The CEP software system provides facilities to archive groups of potentially very large websites, such as are encountered in state government agencies. Web harvesting is performed by spiders, and complete version histories are kept for all websites so processed. A variety of statistical products useful for management of both websites and web archives are produced. The system is released under open-source license, and is built using other open source systems.
This software has been developed by the Graduate School of Library and Information Science (GSLIS) at the University of Illinois, Urbana-Champaign (UIUC) under funding from Institute for Museum and Library Services (IMLS) National Leadership Grants, and from the Illinois State Library (ISL).
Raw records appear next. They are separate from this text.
PR #2790, opened 2026-07-10
Don't mutate router maps at request time

ericproulx:
### Problem

`Grape::Router` builds its lookup tables as auto-vivifying hashes:

```ruby
@map           = Hash.new { |hash, key| hash[key] = [] }
@optimized_map = Hash.new { |hash, key| hash[key] = // }
```

`compile!` only populates keys for HTTP methods that have routes, but at request time `#match?` and `#rotation` index the maps by the *request's* method. Any method with no routes triggers the default block and **inserts a key into the shared hashes at request time**. `@router.freeze` doesn't help — `freeze` is shallow, so the inner hashes stay mutable.

Demonstration on a GET-only API (starts with `["GET", "HEAD"]`):

```
POST /hello      -> 405, maps now ["GET","HEAD","POST","*"]
PROPFIND /hello  -> maps now [..., "PROPFIND"]
200 concurrent requests, each a distinct custom method -> maps grow to 203 keys
```

Impact:
- **JRuby / TruffleRuby (no GVL):** concurrent `Hash#[]=` on a plain hash is a data race → lost updates / corrupted state.
- **All runtimes:** unbounded growth — every distinct method string becomes a permanent key, so a client able to send arbitrary methods grows the maps without limit (memory-exhaustion vector).
- **MRI:** currently safe only because the GVL serializes each insert; still shared mutable state on the hot path.

### Fix

- Use plain hashes (no auto-vivifying default).
- Create the routes array explicitly on `append` (`(@map[method] ||= []) << route`).
- `freeze` both maps at the end of `compile!` so any future request-time write raises loudly instead of silently mutating.
- Read missing keys without inserting: `#match?` via safe navigation, `#rotation` via `&.each`.

Requests with an unrouted method still resolve to 404/405 exactly as before.

### Tests

New `spec/grape/router_spec.rb` regressions assert the maps are frozen after compilation, that routing methods with no routes does not mutate them, and that such requests still return the default 404 without error. Full suite: 2354 examples, 0 failures. RuboCop clean.

### DIFF
--- a/CHANGELOG.md
+++ b/CHANGELOG.md
@@ -17,6 +17,7 @@
 #### Fixes
 
 * [#2767](https://github.com/ruby-grape/grape/pull/2767): Update rubocop to 1.88.0 and rubocop-rspec to 3.10.2 - [@ericproulx](https://github.com/ericproulx).
+* [#2790](https://github.com/ruby-grape/grape/pull/2790): Stop mutating `Grape::Router`'s internal maps at request time for HTTP methods with no routes (data race on JRuby/TruffleRuby and unbounded growth) - [@ericproulx](https://github.com/ericproulx).
 * Your contribution here.
 
 ### 3.3.2 (2026-07-05)
--- a/lib/grape/router.rb
+++ b/lib/grape/router.rb
@@ -13,8 +13,11 @@ module Grape
     def initialize
       @neutral_map = []
       @neutral_regexes = []
-      @map = Hash.new { |hash, key| hash[key] = [] }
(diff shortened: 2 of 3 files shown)


dblock (approved):
TIL. This is pretty damn interesting. How did you find this?

ericproulx:
> TIL. This is pretty damn interesting. How did you find this?

Fable 5 did. I was surprised too.

dblock:
@ericproulx release a patch soon?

This guide reflects CEP software version 1.1 of 6 March 2007. A companion document, the CEP Installation Guide, details the installation of the associated open-source modules and the initial installation of the CEP software itself. This document picks up from there and describes the configuration of CEP and the configuration and operation of all the archiving spiders.
The Electronic Archives Project (EAP) homepage at GSLIS is http://www.isrl.uiuc.edu/pep/, and includes materials on the associated Illinois Government Information search engine and the Illinois Electronic Documents Initiative permanent digital library for "born digital" Illinois State Government publications. Larry S. Jackson is the EAP Principal Investigator at GSLIS.